Task objective = Return every line from the listing where the word "include" occurs.

◆ ◆ ◆ ◆ ◆

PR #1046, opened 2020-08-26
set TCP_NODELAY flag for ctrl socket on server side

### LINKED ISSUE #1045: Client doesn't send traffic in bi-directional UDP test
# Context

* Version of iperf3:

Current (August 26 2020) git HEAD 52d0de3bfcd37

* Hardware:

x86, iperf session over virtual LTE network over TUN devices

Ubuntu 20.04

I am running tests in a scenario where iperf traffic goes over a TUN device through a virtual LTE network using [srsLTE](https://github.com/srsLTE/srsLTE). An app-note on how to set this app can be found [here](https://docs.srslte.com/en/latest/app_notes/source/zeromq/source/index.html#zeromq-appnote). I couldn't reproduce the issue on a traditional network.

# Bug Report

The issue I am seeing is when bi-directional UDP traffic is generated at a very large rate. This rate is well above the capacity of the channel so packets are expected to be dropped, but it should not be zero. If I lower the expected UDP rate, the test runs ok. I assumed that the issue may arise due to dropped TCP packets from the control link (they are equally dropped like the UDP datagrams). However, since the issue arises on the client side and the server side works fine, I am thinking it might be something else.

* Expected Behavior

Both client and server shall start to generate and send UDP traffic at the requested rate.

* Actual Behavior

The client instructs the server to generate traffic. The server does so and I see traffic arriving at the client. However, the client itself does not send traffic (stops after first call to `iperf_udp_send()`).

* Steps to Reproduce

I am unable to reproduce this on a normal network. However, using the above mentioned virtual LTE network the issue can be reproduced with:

◆ ◆ ◆ ◆ ◆

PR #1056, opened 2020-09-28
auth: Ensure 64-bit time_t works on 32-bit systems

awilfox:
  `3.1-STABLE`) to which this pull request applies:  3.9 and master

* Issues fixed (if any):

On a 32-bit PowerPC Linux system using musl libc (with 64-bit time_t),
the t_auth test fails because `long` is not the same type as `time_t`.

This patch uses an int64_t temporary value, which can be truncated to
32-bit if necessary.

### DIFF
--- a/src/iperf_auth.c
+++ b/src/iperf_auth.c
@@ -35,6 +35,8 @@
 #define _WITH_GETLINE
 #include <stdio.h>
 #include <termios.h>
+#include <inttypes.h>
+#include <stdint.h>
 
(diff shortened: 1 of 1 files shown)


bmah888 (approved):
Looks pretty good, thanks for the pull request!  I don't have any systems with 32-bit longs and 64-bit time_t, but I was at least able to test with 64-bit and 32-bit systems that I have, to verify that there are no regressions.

◆ ◆ ◆ ◆ ◆

Response to this exercise =
 #include <stdio.h>
 #include <termios.h>
+#include <inttypes.h>
+#include <stdint.h>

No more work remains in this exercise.